* _HOW TO COMPLETE THIS TASK_
Here is a set of records. Copy them all exactly.

(Saved data entries)
= = = =

PR #10192, opened 2016-07-30
rework to ACTION_PLAYER_PROCESS_INFO

FernetMenta:
- rename old codecinfo to playerdebug, this fixes showing codec info for pictures
- move handling of ACTION_PLAYER_PROCESS_INFO to player. this is much cleaner than handling it in application

@ksooo /cc


FernetMenta:
jenkins build this please

ksooo:
Is player process info really designed to be a VideoPlayer only feature? I thought it is designed player agnostic and that current state that only VideoPlayer supports this 'interface' is only for limited time until other players implement this.

ksooo:
That was the reason for putting the code handling the new action to CApplication.

MartijnKaijser:
Ping @Montellese as this will break JSON-RPC compatibility from previous Kodi versions

xbmc/input/ButtonTranslator.cpp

= = = =

* _SOLUTION TO THE PROBLEM_
PR #10192, opened 2016-07-30
rework to ACTION_PLAYER_PROCESS_INFO

FernetMenta:
- rename old codecinfo to playerdebug, this fixes showing codec info for pictures
- move handling of ACTION_PLAYER_PROCESS_INFO to player. this is much cleaner than handling it in application

@ksooo /cc


FernetMenta:
jenkins build this please

ksooo:
Is player process info really designed to be a VideoPlayer only feature? I thought it is designed player agnostic and that current state that only VideoPlayer supports this 'interface' is only for limited time until other players implement this.

ksooo:
That was the reason for putting the code handling the new action to CApplication.

MartijnKaijser:
Ping @Montellese as this will break JSON-RPC compatibility from previous Kodi versions

xbmc/input/ButtonTranslator.cpp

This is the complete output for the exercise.